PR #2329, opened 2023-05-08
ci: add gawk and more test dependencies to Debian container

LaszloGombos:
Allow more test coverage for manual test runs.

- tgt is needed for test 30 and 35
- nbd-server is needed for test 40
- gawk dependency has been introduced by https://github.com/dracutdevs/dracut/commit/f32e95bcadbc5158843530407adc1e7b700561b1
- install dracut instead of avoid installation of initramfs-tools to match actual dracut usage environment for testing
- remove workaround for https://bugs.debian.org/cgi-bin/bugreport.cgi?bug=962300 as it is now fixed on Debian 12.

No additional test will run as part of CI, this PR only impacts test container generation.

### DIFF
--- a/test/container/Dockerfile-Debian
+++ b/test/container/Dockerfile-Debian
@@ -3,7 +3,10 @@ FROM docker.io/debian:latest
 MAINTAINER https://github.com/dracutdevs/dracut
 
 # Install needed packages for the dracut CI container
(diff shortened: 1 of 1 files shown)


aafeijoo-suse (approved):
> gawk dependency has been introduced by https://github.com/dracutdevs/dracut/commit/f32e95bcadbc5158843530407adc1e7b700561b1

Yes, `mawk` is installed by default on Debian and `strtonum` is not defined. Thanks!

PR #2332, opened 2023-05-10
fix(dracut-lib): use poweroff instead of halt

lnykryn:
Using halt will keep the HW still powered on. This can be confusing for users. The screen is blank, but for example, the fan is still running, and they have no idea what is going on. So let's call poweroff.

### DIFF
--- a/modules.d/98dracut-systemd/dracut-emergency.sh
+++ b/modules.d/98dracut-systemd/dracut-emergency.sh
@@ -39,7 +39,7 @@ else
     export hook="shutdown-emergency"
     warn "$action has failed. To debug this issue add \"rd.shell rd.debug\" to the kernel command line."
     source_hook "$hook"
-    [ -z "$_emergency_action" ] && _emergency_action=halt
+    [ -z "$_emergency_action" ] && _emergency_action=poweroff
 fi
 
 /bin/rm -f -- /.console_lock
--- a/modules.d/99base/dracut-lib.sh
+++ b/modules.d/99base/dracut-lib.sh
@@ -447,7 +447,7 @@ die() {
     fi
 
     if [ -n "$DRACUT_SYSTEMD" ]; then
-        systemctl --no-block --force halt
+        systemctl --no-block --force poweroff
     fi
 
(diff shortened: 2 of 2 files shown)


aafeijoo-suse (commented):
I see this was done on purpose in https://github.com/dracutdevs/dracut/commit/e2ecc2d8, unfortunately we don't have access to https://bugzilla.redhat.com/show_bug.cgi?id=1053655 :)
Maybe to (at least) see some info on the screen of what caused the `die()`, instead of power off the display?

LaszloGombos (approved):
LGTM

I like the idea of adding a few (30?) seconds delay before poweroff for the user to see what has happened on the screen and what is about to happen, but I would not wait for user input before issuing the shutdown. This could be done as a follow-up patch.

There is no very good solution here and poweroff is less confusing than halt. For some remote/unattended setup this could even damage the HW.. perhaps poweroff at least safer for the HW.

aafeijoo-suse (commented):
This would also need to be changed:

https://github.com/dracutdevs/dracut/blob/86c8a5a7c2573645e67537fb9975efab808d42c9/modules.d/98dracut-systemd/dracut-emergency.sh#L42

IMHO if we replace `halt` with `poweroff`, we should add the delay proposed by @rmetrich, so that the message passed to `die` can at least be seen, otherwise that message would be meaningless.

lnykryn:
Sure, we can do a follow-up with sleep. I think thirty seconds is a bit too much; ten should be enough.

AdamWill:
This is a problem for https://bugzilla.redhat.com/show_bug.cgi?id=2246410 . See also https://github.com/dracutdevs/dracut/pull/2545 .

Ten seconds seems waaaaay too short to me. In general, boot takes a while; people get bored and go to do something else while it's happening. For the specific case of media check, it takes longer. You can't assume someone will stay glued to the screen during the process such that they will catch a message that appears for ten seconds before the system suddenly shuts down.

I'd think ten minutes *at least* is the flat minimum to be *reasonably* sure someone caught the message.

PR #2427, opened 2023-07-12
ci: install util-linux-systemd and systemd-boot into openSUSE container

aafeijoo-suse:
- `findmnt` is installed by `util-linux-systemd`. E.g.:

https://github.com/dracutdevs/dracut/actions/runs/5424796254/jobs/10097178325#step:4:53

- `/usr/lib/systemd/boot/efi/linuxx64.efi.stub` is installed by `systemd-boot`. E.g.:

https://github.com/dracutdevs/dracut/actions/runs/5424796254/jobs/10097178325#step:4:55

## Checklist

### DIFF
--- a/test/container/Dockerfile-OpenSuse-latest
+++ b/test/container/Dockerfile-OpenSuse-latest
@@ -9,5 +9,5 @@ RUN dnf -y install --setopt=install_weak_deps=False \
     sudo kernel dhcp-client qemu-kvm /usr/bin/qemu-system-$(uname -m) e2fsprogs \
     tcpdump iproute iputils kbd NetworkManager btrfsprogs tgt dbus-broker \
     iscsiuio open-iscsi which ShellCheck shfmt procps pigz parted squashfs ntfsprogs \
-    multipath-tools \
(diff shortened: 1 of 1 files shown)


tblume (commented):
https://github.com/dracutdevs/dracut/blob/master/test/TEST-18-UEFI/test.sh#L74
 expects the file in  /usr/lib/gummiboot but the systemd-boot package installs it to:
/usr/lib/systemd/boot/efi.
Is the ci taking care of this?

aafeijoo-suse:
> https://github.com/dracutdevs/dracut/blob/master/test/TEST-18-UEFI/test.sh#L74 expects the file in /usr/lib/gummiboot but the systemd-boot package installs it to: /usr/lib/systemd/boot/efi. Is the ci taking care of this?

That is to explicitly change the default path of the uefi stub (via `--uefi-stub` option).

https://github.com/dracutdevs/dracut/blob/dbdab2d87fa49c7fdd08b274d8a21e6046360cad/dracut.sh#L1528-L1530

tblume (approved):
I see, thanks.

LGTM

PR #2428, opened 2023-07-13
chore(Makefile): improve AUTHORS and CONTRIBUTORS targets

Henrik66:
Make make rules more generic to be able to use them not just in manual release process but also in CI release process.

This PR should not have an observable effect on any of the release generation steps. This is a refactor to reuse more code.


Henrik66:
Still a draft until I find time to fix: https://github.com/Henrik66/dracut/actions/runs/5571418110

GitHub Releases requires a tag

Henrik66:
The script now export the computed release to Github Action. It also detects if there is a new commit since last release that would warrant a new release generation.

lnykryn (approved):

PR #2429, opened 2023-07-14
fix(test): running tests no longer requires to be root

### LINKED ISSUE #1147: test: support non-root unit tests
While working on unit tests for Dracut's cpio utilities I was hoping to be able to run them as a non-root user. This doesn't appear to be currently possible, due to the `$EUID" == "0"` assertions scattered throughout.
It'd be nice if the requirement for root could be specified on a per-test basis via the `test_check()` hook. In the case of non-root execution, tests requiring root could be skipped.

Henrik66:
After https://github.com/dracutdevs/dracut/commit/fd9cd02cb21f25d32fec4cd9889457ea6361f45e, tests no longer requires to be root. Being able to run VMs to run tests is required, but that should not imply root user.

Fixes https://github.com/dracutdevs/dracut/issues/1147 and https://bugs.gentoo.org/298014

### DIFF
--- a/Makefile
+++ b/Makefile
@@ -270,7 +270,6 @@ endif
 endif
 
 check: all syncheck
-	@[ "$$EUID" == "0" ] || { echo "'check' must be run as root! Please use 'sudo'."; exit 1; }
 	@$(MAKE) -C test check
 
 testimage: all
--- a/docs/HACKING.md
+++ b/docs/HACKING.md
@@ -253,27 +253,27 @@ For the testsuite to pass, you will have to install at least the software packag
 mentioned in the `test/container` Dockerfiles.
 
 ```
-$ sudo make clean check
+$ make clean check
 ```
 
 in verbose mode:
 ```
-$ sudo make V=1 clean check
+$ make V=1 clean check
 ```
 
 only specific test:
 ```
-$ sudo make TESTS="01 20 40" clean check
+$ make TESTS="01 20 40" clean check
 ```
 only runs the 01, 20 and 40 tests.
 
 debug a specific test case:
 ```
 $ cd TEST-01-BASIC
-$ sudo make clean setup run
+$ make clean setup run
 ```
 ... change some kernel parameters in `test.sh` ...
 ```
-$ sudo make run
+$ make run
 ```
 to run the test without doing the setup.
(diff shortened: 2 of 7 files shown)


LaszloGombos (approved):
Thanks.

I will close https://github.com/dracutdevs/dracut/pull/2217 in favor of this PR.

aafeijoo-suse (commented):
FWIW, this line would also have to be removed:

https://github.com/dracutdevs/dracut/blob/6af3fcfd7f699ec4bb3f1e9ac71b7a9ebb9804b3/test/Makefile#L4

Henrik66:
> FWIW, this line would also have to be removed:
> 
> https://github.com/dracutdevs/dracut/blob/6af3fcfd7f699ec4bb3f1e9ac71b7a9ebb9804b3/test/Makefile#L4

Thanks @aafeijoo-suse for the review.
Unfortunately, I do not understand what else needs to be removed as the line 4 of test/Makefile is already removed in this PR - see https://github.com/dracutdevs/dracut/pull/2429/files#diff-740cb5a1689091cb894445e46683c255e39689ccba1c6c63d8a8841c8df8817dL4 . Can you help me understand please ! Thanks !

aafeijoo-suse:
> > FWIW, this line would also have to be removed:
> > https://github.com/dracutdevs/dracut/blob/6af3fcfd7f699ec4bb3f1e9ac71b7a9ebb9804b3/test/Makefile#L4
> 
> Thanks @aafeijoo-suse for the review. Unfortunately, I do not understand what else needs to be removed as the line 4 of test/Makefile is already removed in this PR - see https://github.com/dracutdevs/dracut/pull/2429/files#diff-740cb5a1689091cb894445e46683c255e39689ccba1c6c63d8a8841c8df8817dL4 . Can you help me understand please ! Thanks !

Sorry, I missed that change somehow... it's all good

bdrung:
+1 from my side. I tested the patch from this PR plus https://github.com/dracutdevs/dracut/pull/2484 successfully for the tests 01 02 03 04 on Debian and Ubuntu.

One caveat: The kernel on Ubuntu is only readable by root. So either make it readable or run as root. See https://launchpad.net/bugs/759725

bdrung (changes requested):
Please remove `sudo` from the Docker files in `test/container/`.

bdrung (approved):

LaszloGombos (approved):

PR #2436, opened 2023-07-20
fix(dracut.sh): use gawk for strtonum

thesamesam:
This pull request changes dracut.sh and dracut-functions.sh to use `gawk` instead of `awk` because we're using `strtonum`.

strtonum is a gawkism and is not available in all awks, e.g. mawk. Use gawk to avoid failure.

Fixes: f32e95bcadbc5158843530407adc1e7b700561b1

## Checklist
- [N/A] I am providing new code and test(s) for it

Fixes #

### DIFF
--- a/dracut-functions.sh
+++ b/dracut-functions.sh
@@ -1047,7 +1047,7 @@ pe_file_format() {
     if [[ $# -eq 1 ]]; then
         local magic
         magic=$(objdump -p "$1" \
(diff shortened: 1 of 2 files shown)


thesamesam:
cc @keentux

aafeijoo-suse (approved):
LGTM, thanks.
◇ ◇ ◇
Look over the entries for "changes", then copy every line that includes that string.

bdrung (changes requested):
This pull request changes dracut.sh and dracut-functions.sh to use `gawk` instead of `awk` because we're using `strtonum`.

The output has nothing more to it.